With little signs of progress in ending the standoff between agitating Gujjars and Rajasthan government, the two sides were on Saturday locked in a war of attrition on the issue of claiming the bodies of agitators who died in police firing.
Though the state remained by and large peaceful on the ninth day of the agitation on Saturday, the spar between Gujjars and the authorities were in full display.
Despite an appeal by the state government, no one turned up today to claim the bodies of 14 people, who died in police firing on Gujjar agitation at Karwady in Bharatpur district on May 23 and 24. The bodies were kept at Swai Mansingh Hospital after post-mortem.
When the agitators allowed the 14 bodies which they had in an open field at Karwady, the epicentre of the current round of Gujjar stir, for several days to be carried to Jaipur for post-mortem, it was taken as a sign of softening of the Gujjars’ stand.
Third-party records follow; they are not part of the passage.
PR #42, opened 2018-06-27
OCLOMRS-52: A user should be able to view paginated concepts in a particular source

shakirandagire:
# JIRA TICKET NAME:
[A user should be able to view paginated concepts in a particular source	
](https://issues.openmrs.org/browse/OCLOMRS-52)

# Summary:
As a user, I should be able to view paginated concepts in a particular source

### DIFF
--- a/src/components/dashboard/container/SpecificConcept.jsx
+++ b/src/components/dashboard/container/SpecificConcept.jsx
@@ -1,10 +1,13 @@
 import React, { Component } from 'react';
 import PropTypes from 'prop-types';
 import { connect } from 'react-redux';
+import autoBind from 'react-autobind';
+import InfiniteScroll from 'react-infinite-scroll-component';
 import fetchConceptsActionTypes from '../../../redux/actions/concepts/specificConceptAction';
 import '../styles/index.css';
 
 import SideBar from '../components/SideNavigation';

Police had made a public appeal through advertisements in local papers, asking relatives to collect the bodies lying at the hospital and said that in case they were not claimed, their last rites would be performed as per law.
“We have waited for the relatives at Sawai Man Singh Hospital’s mortuary where the bodies have been kept for the last nine days in cold storage,” Superintendent of Police (Jaipur East) V K Singh said.
However, Gujjar leader Kirori Singh Bainsla questioned the government appeal, saying ‘the bodies have been identified and they are our men. How can the government say that they will be declared unclaimed?’